Every line that contains the word "closed" is to be copied from the listing.

---------- Working data ----------

PR #5069, opened 2026-08-19
fix(codex): skip image tool for Muse Spark

### LINKED ISSUE #5067: Codex executor injects image_generation into muse-spark-1.2; HasSuffix("spark") does not match and disable-image-generation is process-global
## Is it a request payload issue?

Yes. CLIProxyAPI's Codex executor appends a hosted `{ "type": "image_generation", "output_format": "png" }` tool to `/v1/responses` after payload rules. OpenCode Console Go Muse Spark 1.2 (`muse-spark-1.2`) rejects that tool:

```text
invalid_request_error: Unsupported tool type: 'image_generation'
```

The client (Grok Build on Responses) does **not** send hosted `image_generation`. It may send a local function named `image_gen`. The inject happens in CPA.

## Describe the bug

`ensureImageGenerationTool` skips inject when `strings.HasSuffix(baseModel, "spark")`. That was added for models such as `gpt-5.3-codex-spark` (see #2861).

`muse-spark-1.2` ends in `1.2`, not `spark`, so it is injected.

```go
if strings.HasSuffix(baseModel, "spark") {
    return body
}
```

Observed path: Grok Build `api_backend = responses` → new-api → CPA `codex-api-key` (OpenCode Console Go `/zen/go/v1`) → Muse Spark 1.2.

This process is mixed: official Codex **OAuth** (`auth-dir`) and Console Go API keys in one CPA.

## Why existing knobs are not usable on this process

`disable-image-generation` is process-global (`false` | `true` | `chat` | `passthrough`, PR #3832).

| Mode | Why it is not acceptable here |
|---|---|
| `passthrough` | After setting it, official Codex OAuth on the same process went down: Envoy `upstream connect error or disconnect/reset before headers` / `reset reason: remote`. Will not retry `passthrough` on that OAuth box. |
| `chat` | Stops inject for official Codex OAuth models that still rely on CPA to add the hosted image tool. |
| `true` | Also 404s `/v1/images/*`. |
| Muse-only `payload.filter` | Payload rules run **before** `ensureImageGenerationTool`. Filter is overwritten while mode is `false`. |

There is no per-model or per-`codex-api-key` skip.

## Expected

- Do not inject hosted `image_generation` for `muse-spark-1.2` / `muse-spark*` (and ideally any model whose name contains `spark`, not only a suffix).
- Keep inject (or client-supplied tool) for official Codex OAuth models on the same process.
- Prefer a per-model or per-key `disable-image-generation` so mixed OAuth + third-party Codex executors do not share one global flag.

## Related

- #3018 Codex image_generation injection may affect non-Codex harnesses (closed)
- #2861 Tool `image_generation` is not supported with `gpt-5.3-codex-spark` (closed; suffix skip)
- PR #3832 `passthrough` mode (merged)

## Environment

- CPA Codex executor: `ensureImageGenerationTool` after `ApplyPayloadConfig*`
- Model: `muse-spark-1.2` via OpenCode Console Go Responses (`@ai-sdk/openai`)
- Same CPA also serves official Codex OAuth

karlorz:
## Summary

- skip CPA's automatic hosted `image_generation` injection for the explicit `muse-spark-*` model family
- preserve the existing `*-spark` exclusion used by `gpt-5.3-codex-spark`
- keep automatic injection enabled for official Codex models such as `gpt-5.4` when `disable-image-generation` is Off

Fixes #5067.

## Why

OpenCode Console Go exposes `muse-spark-1.2` through the Responses API but rejects the hosted tool with `Unsupported tool type: 'image_generation'`. The existing suffix-only check does not match a versioned model name ending in `1.2`.

This is intentionally model-specific. It does not change the process-global `disable-image-generation` modes, so mixed Codex OAuth and Console Go credentials can remain on the same CPA process without disabling image generation for official Codex models.

## Tests

- `go test -count=1 -run '^(TestEnsureImageGenerationTool.*|TestCodexExecutorExecuteResponsesLiteHeaderDoesNotInjectImageGenerationTool|TestCodexExecutorExecuteStreamResponsesLiteHeaderForcesParallelToolCallsFalse)$' ./internal/runtime/executor`

`go test ./...` also ran. It reaches an unrelated existing failure in `TestCustomMagicHeaders_Claude` (`X-Claude-Code-Session-Id = "", want "claude-session-value"`). The same test fails on untouched `origin/main` at `c92f8bc6`.


karlorz:
Withdrawing this patch at the operator’s request. A hard-coded `muse-spark-*` exception is too narrow for the product: selective hosted-tool injection should be designed as a general per-model capability or per-credential feature, not a model-family special case. The proposed patch and test evidence have been preserved in the operator’s private design notes. Issue #5067 remains open for a broader solution.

----------

Solved problem ->
- #3018 Codex image_generation injection may affect non-Codex harnesses (closed)
- #2861 Tool `image_generation` is not supported with `gpt-5.3-codex-spark` (closed; suffix skip)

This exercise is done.